Experimental and Computational Investigations of Spark Ignition Engine Performance

Abstract

This paper describes a comprehensive experimental and numerical project implemented in a third-year applied thermodynamics course. In the project, students experimentally investigate the performance of a single-cylinder spark ignition (SI) and then develop a numerical model for the same engine which accounts for non-isentropic and finite-duration heat release effects. Using the experimental data and numerical model, students investigate the impact of compression ratio and spark timing on a variety of engine performance parameters such as peak pressure, power, and efficiency. The project has some unique learning outcomes.

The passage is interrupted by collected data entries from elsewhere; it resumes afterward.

PR #1205, opened 2020-10-25
Add OPDS 2.0 import support

vbessonov:
## Description

This PR adds OPDS 2.0 support to Circulation Manager:
- `OPDS2Importer`
- `OPDS2ImportMonitor`

## Motivation and Context

[SIMPLY-2901](SIMPLY-2901)

## Checklist:


opds2_import.py
```diff
@@ -0,0 +1,830 @@
...
+    ):
+        """Initialize a new instance of OPDS2Importer class.
+
+        :param db: Database session
+        :type db: sqlalchemy.orm.session.Session
+
+        :param collection: Circulation Manager's collection.
+            LicensePools created by this OPDS2Import class will be associated with the given Collection.
+            If this is None, no LicensePools will be created -- only Editions.
+        :type collection: sqlalchemy.orm.session.Session
```
leonardr: This type should be `Collection`

opds2_import.py
```diff
@@ -0,0 +1,830 @@
...
+
+        :param content_modifier: A function that may modify-in-place representations (such as images and EPUB documents)
+            as they come in from the network.
+        :type content_modifier: Callable
+
+        :param map_from_collection: Identifier mapping
+        :type map_from_collection: Dict
+
+        :param mirrors: A dictionary of different MirrorUploader objects for different purposes
+        :type mirrors: List[MirrorUploader]
```
leonardr: Should be a Dict.

opds2_import.py
```diff
@@ -0,0 +1,830 @@
...
+        """
+        self._logger.debug(
+            u"Started extracting subject metadata from {0}".format(encode(subject))
+        )
+
+        subject_metadata_list = []
+
+        if is_string(subject):
+            subject_metadata = SubjectData(
+                type=None, identifier=None, name=subject, weight=1
```
leonardr: I don't like the idea of creating a subject with no type. Should this be Subject.TAG as well?

opds2_import.py
```diff
@@ -0,0 +1,830 @@
...
+        medium = self._extract_medium(publication, derived_medium)
+
+        publisher = first_or_default(publication.metadata.publishers)
+        if publisher:
+            publisher = publisher.name
+
+        published = publication.metadata.published
+        subjects = self._extract_subjects(publication.metadata.subjects)
+        contributors = (
+            self._extract_contributors(publication.metadata.authors)
```
leonardr: Whenever you call _extract_contributors you should pass in a role constant corresponding to the part of the metadata you're extracting.

opds2_import.py
```diff
@@ -0,0 +1,830 @@
...
+
+        contributor_metadata_list = []
+
+        if is_string(contributor):
+            contributor_metadata = ContributorData(
+                sort_name=None,
+                display_name=contributor,
+                family_name=None,
+                wikipedia_name=None,
+                roles=None,
```
leonardr: I assume this is the situation where the OPDS feed lists a single string as the contributor. When you call _extract_contributors I mention that you should pass in a default role; this is where the default role should be used.

opds2_import.py
```diff
@@ -0,0 +1,830 @@
...
+            )
+
+            contributor_metadata_list.append(contributor_metadata)
+        elif isinstance(contributor, core_ast.Contributor):
+            contributor_metadata = ContributorData(
+                sort_name=contributor.sort_as,
+                display_name=contributor.name,
+                family_name=None,
+                wikipedia_name=None,
+                roles=contributor.roles if contributor.roles else None,
```
leonardr: Again, the default role should be used here -- it looks like when parsing an OPDS 2 feed we always know what the role is supposed to be.

opds2_import.py
```diff
@@ -0,0 +1,830 @@
...
+
+        self._logger.debug(
+            u"Finished extracting contributor metadata from {0}: {1}".format(
+                encode(subject), encode(subject_metadata_list)
+            )
+        )
+
+        return subject_metadata_list
+
+    def _extract_contributors(self, contributor):
```
leonardr: I think this should take a default role.

opds2_import.py
```diff
@@ -0,0 +1,830 @@
...
+        """Extract a list of ContributorData objects from the webpub-manifest-parser's contributor.
+
+        :param contributor: Parsed contributor object
+        :type contributor: Union[
+            str,
```
leonardr: I kind of assumed the parser would always give us a list of `core_ast.Contributor` objects, complete with role, and we wouldn't have to handle the "string" case here.

opds2_import.py
```diff
@@ -0,0 +1,830 @@
...
+
+        :return: Link metadata
+        :rtype: LinkData
+        """
+        self._logger.debug(
+            u"Started extracting link metadata from {0}".format(encode(link))
+        )
+
+        # FIXME: It seems that OPDS 2.0 spec doesn't contain information about rights so we use the default one.
+        rights_uri = RightsStatus.rights_uri_from_string("")
```
leonardr, line 222: If it helps, `rights_uri` is only relevant for actual copies of the book -- basically when the link relation is http://opds-spec.org/acquisition/open-access. In that case the default rights_uri can be GENERIC_OPEN_ACCESS. Maybe http://opds-spec.org/acquisition/ is also relevant for self-hosted books that are not open-access; in that case the default rights_uri can be IN_COPYRIGHT.

opds2_import.py
```diff
@@ -0,0 +1,830 @@
...
+            )
+            image_links.append(cover_link)
+
+        if len(sorted_raw_image_links) > 1:
+            cover_link = self._extract_link(
+                sorted_raw_image_links[1],
+                feed_self_url,
+                default_link_rel=Hyperlink.THUMBNAIL_IMAGE,
+            )
+            image_links.append(cover_link)
```
leonardr, line 330: I see what you're doing -- pick the biggest image to be the main one and a smaller version to be the thumbnail -- but I don't think this will work in general. There's no guarantee that these images have the same media type, or that the second-largest image isn't far too large to use as a thumbnail.

At the same time I don't know of a better solution. Ideally the CM would import the biggest image and make its own thumbnail, but there's no guarantee that the CM has any way of mirroring thumbnails, since that's an optional feature.

We have a few constants for the ideal size and aspect ratio for a thumbnail image:

```
    IDEAL_COVER_ASPECT_RATIO = 2.0/3
    IDEAL_IMAGE_HEIGHT = 240
    IDEAL_IMAGE_WIDTH = 160
```

So put in a TODO to fix this up using those constants. Instead of using the second-largest image as a thumbnail, find the image that would make the best thumbnail because of its dimensions, media type, and aspect ratio.

opds2_import.py
```diff
@@ -0,0 +1,830 @@
...
+                    nested_acquisition_object = acquisition_object
+
+                    while nested_acquisition_object.child:
+                        nested_acquisition_object = first_or_default(
+                            acquisition_object.child
+                        )
+
+                    drm_scheme = DeliveryMechanism.NO_DRM
+
+                    if acquisition_object.type == DeliveryMechanism.ADOBE_DRM:
```
leonardr: Can we avoid this if/else tree by making a set in DeliveryMechanism containing all the known DRM types?

opds2_import.py
```diff
@@ -0,0 +1,830 @@
...
+            )
+        )
+
+        media_types_and_drm_scheme = []
+
+        if link.properties:
+            if (
+                link.properties.availability.state
+                == opds2_ast.OPDS2AvailabilityType.AVAILABLE.value
+            ):
```
leonardr, line 400: I see this in your example feed in python-webpub-manifest parser but I don't think this is part of OPDS 2 or RWPM. What does this mean, and why do you ignore format information if this information is missing or its value is other than 'available'?

opds2_import.py
```diff
@@ -0,0 +1,830 @@
...
+                media_types_and_drm_scheme.append((link.type, DeliveryMechanism.NO_DRM))
+
+        self._logger.debug(
+            u"Finished extracting media types and a DRM scheme from {0}: {1}".format(
+                encode(link), encode(media_types_and_drm_scheme)
+            )
+        )
+
+        return media_types_and_drm_scheme
```
leonardr, line 441: Note to myself: stopping here for the evening.

requirements.txt
```diff
@@ -55,3 +55,4 @@ uWSGI==2.0.19.1
 # watchtower is for Cloudwatch logging integration
 watchtower==0.8.0
 Werkzeug==1.0.1
+webpub-manifest-parser
```
vbessonov, line 58: As for now I uploaded `webpub-manifest-parser` to my personal PyPi account, once it's merged I'll move it to NYPL's account

opds2_import.py
vbessonov: It's [a part](https://github.com/opds-community/drafts/blob/master/schema/properties.schema.json#L80) of the OPDS 2.0 schema. I found a lot of examples of using `availability` property in the Pret Numerique feed.

For example, the example below show that the book is available:
```
{
      "type": "application/opds-publication+json",
      "rel": "http://opds-spec.org/acquisition/borrow",
      "href": "http://montreal.pretnumerique.ca/v1/media/feedhttps-www-feedbooks-com-item-3123893-9782811221126-epub/loans_activation.opds2?_resource_id=5d4da62423579414ddd09c68",
      "properties": {
        "availability": {
          "state": "available"
        },
        "indirectAcquisition": [{
          "type": "application/vnd.adobe.adept+xml",
          "child": [{
            "type": "application/epub+zip"
          }]
        }]
      }
    }
```

The other example below shows that the books is not available until `2020-10-23T17:03:36.178Z`:
```{
      "type": "application/opds-publication+json",
      "rel": "http://opds-spec.org/acquisition/borrow",
      "href": "http://montreal.pretnumerique.ca/v1/bookings.opds2?_resource_id=5f775a842357946dbe59f5af\u0026medium_id=ENQC109242-9782897059637-pdf",
      "properties": {
        "availability": {
          "state": "unavailable",
          "until": "2020-10-23T17:03:36.178Z"
        },
        "indirectAcquisition": [{
          "type": "application/vnd.adobe.adept+xml",
          "child": [{
            "type": "application/pdf"
          }]
        }, {
          "type": "application/vnd.readium.lcp.license.v1.0+json",
          "child": [{
            "type": "application/pdf"
          }]
        }]
      }
    }
```

Since `availability` property is optional, I also add another condition allowing to add formats of acquisition links not having this property.

leonardr: I see, it's in the schema but not written up in the spec yet. I created these options for OPDS 1.2 but had to put it in an extension so I'm glad it'll be in the core spec for 2.0.

opds2_import.py
```diff
@@ -0,0 +1,830 @@
...
+            + self._extract_contributors(publication.metadata.editors)
+            + self._extract_contributors(publication.metadata.artists)
+            + self._extract_contributors(publication.metadata.illustrators)
+            + self._extract_contributors(publication.metadata.letterers)
+            + self._extract_contributors(publication.metadata.pencilers)
+            + self._extract_contributors(publication.metadata.colorists)
+            + self._extract_contributors(publication.metadata.inkers)
+            + self._extract_contributors(publication.metadata.narrators)
+            + self._extract_contributors(publication.metadata.contributors)
+            + self._extract_contributors(publication.metadata.imprints)
```
leonardr: `imprints` should be treated similarly to `publishers`: the first value encountered should become the 'imprint' metadata value.

opds2_import.py
```diff
@@ -0,0 +1,830 @@
...
+
+        last_opds_update = publication.metadata.modified
+
+        identifier, _ = Identifier.parse_urn(self._db, publication.metadata.identifier)
+        identifier_data = IdentifierData(
+            type=identifier.type, identifier=identifier.identifier
+        )
+
+        # FIXME: There are no measurements in OPDS 2.0
+        measurements = []
```
leonardr, line 569: This is fine; if the information isn't there you don't need to provide it.

opds2_import.py
```diff
@@ -0,0 +1,830 @@
...
+
+        # FIXME: There is no series information in OPDS 2.0
+        series = None
+        series_position = None
```
leonardr, line 573: This seems like something we need to work out with Hadrien, probably using https://schema.org/CreativeWorkSeries.

vbessonov: Actually, I found an example in Feedbooks feed:
```
"belongsTo": {
          "collection": "The Age of Madness",
          "series": [{
            "name": "The Age of Madness",
            "position": 2,
            "links": [{
              "type": "application/opds+json",
              "href": "https://catalog.feedbooks.com/series/32576.json?lang=en"
            }]
          }]
        },
```

opds2_import.py
```diff
@@ -0,0 +1,830 @@
...
+        # FIXME: It seems that OPDS 2.0 spec doesn't contain information about rights so we use the default one
+        rights_uri = RightsStatus.rights_uri_from_string("")
+
+        circulation_data = CirculationData(
+            default_rights_uri=rights_uri,
+            data_source=data_source_name,
+            primary_identifier=identifier_data,
+            links=links,
+            licenses_owned=LicensePool.UNLIMITED_ACCESS,
+            licenses_available=LicensePool.UNLIMITED_ACCESS,
```
leonardr, line 584: Up to this point open-access books have had licenses_owned=0 and licenses_available=0. I agree that now that we have UNLIMITED_ACCESS, it makes more sense to use that instead. The only place I know this will cause problems is in the dashboard, where we already know we have a problem with the -1 value for unlimited-access books (I filed https://jira.nypl.org/browse/SIMPLY-3238 for this; it's not urgent).

In the future I'd like to see this value standardized for open-access works obtained through other means; this would mean changes to other modules + a migration script.

leonardr:
This is looking pretty good and since this is critical path for you, and not for me, I'm fine if you want to merge it before addressing everything I mentioned.

The only things I'd really like to see resolved before the merge are the `imprint` thing and the assignment of roles to `Contributor`s based on which collection they were in in the OPDS 2 feed. Those are the two items where if you import a feed using the current code, you'd probably want to delete the collection and re-import it after improving this code.

opds2_import.py
vbessonov: Fixed it

opds2_import.py
vbessonov: Updated the type, thank you

opds2_import.py
vbessonov: Updated the code accordingly

opds2_import.py
vbessonov: Added `default_role` parameter to `_extract_contributors`

opds2_import.py
vbessonov: Changed it to `roles=contributor.roles if contributor.roles else default_role`

opds2_import.py
vbessonov: Yes, you're right, I updated the parser so now it always returns `core_ast.Contributor`

opds2_import.py
vbessonov: Added the comment

opds2_import.py
vbessonov: Updated the code accordingly

opds2_import.py
vbessonov: Fixed it

opds2_import.py
vbessonov: Updated the code

opds2_import.py
vbessonov: Sure, added `KNOWN_DRM_TYPES` to `DeliveryMechanism`

opds2_import.py
vbessonov: Changed the code accordingly

vbessonov:
@leonardr, I fixed most of the issues

opds2_import.py
```diff
@@ -144,72 +137,63 @@ def _extract_subjects(self, subject):
...
-                encode(subject), encode(subject_metadata_list)
+            u"Finished extracting subjects metadata: {0}".format(
+                encode(subject_metadata_list)
             )
         )
 
         return subject_metadata_list
 
-    def _extract_contributors(self, contributor):
+    def _extract_contributors(self, contributors, default_role=None):
```
leonardr: You don't end up using this, but `contributors.role` can't be null in the database. The default role here should be AUTHOR_ROLE.

leonardr (approved):
Are you comfortable merging this now?

vbessonov:
@leonardr, yes, I think it's ready to merge now. I'll working on a new PR adding a ProQuest integration, if anything missing I'll add it there

opds2_import.py
vbessonov: Changed `default_role`

model/contributor.py
```diff
@@ -75,6 +75,10 @@ class Contributor(Base):
     PHOTOGRAPHER_ROLE = u"Photographer"
     TRANSLATOR_ROLE = u"Translator"
     ILLUSTRATOR_ROLE = u"Illustrator"
+    LETTERER_ROLE = u"Letterer"
+    PENCILER_ROLE = u"Penciler"
+    COLORIST_ROLE = u"Colorist"
+    INKER_ROLE = u"Inker"
```
leonardr, line 81: The test failure is because you added role types without also adding [the corresponding MARC codes](https://www.loc.gov/marc/relators/relaterm.html) to Contributor.MARC_ROLE_CODES. The only one I can find a direct analog for is Colorist, which has the role code "clr".

[In this comment,](https://github.com/readium/webpub-manifest/issues/26#issuecomment-479429879) @HadrienGardeur recommends treating the other roles as simply "contributor". So use the MARC code "ctb" for the other three.

vbessonov:
@leonardr, I updated the new MARC codes

opds2_import.py
HadrienGardeur: Yes this is covered in RWPM and OPDS 2.0: https://readium.org/webpub-manifest/contexts/default/#collections--series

First, students are able to compare the performance of a real SI engine to the Otto cycle model studied in class. Second, they gain experience applying concepts from thermodynamics, heat transfer and numerical methods to develop a realistic numerical model for the actual engine. In the development of the model, the constants needed for closure of the model and system of equations must be obtained empirically from the experimental data. This experience provides students with valuable insight into the inner workings of commercial simulation software packages where closure models are often developed from experimental data. The paper concludes with suggestions of additional tasks and refinements that can be incorporated into this project to capture real-world effects such as heat losses during the combustion process. In addition, challenges in the implementation of this project and hurdles encountered by students are also discussed along with some suggestions to counter these issues.